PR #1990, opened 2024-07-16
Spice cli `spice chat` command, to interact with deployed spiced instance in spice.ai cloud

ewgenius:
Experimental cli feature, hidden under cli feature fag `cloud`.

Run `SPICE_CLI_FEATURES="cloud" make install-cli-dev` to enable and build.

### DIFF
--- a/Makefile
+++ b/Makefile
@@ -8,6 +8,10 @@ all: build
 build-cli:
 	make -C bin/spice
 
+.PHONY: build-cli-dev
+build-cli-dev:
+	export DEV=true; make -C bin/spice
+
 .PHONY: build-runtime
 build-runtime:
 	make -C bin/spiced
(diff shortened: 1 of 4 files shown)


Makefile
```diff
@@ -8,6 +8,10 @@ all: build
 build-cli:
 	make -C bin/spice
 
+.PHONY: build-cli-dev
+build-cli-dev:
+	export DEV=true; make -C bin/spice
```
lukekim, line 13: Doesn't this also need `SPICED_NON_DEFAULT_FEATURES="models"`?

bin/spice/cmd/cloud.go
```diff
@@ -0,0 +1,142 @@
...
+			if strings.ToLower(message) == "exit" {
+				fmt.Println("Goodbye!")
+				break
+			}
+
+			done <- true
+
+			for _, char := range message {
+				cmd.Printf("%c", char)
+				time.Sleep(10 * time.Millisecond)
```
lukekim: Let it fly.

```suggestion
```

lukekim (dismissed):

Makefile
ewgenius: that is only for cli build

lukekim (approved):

...

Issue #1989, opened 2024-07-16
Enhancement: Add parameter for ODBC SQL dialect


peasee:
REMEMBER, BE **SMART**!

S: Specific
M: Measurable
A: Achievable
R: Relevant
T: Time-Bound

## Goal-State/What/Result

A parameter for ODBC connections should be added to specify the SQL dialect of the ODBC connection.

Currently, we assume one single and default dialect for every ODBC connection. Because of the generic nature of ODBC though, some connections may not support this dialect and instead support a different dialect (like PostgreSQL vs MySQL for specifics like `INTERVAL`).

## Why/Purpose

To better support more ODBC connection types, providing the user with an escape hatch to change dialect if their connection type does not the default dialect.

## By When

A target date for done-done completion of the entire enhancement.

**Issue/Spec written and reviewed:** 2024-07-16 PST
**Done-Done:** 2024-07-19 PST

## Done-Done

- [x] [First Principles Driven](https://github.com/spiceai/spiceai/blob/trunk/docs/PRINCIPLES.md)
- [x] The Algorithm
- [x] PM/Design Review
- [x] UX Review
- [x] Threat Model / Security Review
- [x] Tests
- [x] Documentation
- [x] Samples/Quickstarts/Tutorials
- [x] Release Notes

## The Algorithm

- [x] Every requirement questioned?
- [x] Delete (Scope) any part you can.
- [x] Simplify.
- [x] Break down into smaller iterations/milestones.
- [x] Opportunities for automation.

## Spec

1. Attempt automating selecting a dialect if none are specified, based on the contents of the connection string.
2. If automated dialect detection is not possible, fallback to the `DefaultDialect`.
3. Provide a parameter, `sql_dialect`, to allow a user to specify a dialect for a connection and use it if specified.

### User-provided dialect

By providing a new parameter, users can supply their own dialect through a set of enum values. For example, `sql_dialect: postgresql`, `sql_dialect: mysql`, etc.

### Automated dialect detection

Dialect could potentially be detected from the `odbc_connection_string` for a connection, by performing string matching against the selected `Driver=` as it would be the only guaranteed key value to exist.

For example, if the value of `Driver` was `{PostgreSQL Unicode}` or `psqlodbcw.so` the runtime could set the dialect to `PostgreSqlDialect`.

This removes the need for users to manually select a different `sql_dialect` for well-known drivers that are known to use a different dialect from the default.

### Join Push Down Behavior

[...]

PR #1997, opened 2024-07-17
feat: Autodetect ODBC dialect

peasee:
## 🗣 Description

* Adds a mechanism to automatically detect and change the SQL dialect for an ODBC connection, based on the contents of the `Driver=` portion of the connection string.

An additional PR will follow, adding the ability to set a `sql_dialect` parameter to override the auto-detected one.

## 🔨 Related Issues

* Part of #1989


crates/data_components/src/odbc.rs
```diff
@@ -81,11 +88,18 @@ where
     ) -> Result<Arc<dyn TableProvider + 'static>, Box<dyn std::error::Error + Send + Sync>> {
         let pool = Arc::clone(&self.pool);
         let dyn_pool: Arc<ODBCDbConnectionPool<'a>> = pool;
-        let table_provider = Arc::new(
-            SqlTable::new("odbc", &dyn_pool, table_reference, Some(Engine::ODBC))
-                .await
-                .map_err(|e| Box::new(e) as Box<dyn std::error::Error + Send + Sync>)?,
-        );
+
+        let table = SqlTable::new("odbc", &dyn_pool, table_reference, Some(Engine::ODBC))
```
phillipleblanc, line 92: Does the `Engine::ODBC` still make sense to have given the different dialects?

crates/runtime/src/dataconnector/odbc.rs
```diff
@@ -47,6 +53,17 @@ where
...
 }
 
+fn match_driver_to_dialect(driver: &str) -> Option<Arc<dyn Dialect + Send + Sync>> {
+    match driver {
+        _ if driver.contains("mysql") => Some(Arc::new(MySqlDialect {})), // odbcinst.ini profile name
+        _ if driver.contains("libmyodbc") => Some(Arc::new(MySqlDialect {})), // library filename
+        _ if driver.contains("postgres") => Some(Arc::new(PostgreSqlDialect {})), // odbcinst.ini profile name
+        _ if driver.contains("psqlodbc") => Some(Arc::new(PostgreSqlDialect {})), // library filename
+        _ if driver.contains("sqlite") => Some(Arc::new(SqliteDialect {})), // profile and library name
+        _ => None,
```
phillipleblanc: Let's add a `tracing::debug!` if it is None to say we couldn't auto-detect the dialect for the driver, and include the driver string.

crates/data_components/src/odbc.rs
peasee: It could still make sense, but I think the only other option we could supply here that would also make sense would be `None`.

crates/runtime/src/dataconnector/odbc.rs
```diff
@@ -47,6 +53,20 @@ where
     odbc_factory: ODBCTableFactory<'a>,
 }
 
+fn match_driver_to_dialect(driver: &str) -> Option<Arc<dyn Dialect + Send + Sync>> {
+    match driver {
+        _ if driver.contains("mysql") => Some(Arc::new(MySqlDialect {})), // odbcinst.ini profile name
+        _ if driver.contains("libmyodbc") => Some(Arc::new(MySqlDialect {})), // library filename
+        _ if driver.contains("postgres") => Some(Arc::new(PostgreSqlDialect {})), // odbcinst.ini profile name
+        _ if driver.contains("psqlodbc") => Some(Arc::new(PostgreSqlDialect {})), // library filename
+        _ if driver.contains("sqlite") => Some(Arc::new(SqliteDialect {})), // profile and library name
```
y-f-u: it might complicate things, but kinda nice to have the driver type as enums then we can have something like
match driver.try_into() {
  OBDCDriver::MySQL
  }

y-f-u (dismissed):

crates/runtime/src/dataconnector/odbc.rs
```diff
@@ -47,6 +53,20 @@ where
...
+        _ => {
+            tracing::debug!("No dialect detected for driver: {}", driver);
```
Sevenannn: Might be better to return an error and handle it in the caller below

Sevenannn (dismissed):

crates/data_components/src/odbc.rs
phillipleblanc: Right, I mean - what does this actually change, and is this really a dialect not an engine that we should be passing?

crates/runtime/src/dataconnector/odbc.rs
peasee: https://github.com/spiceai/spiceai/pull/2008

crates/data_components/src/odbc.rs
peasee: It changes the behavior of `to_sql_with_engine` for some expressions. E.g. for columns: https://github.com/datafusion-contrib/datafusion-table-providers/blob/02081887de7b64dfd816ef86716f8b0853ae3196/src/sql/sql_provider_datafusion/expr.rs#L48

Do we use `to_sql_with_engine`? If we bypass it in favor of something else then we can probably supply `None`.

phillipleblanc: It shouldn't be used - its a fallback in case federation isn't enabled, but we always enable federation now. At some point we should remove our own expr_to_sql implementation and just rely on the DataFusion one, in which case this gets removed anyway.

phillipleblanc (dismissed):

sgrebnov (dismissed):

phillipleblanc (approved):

Problem statement — Copy out each line of the entries that holds "support".

Response to the task —
Currently, we assume one single and default dialect for every ODBC connection. Because of the generic nature of ODBC though, some connections may not support this dialect and instead support a different dialect (like PostgreSQL vs MySQL for specifics like `INTERVAL`).
To better support more ODBC connection types, providing the user with an escape hatch to change dialect if their connection type does not the default dialect.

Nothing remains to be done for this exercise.